─── Dataset records ───

PR #370, opened 2020-02-12
fix(time-indicator): update tests and remove old snapshots

jendowns:
## Proposed changes

- update tests
- remove old snapshots


src/components/TimeIndicator/__tests__/TimeIndicator.spec.js
```diff
@@ -1,15 +1,33 @@
 /**
  * @file Time indicator tests.
- * @copyright IBM Security 2019
+ * @copyright IBM Security 2020
  */
 
 import { render } from '@testing-library/react';
 import React from 'react';
 
-import { Default as TimeIndicator } from '../TimeIndicator.stories';
```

───

_To do_
In the answer, please give only the lines from the line containing "fix(time-indicator): update tests" through the final line of the data, copied exactly.

_Solution to this task_
fix(time-indicator): update tests and remove old snapshots

jendowns:
## Proposed changes

- update tests
- remove old snapshots


src/components/TimeIndicator/__tests__/TimeIndicator.spec.js
```diff
@@ -1,15 +1,33 @@
 /**
  * @file Time indicator tests.
- * @copyright IBM Security 2019
+ * @copyright IBM Security 2020
  */
 
 import { render } from '@testing-library/react';
 import React from 'react';
 
-import { Default as TimeIndicator } from '../TimeIndicator.stories';
```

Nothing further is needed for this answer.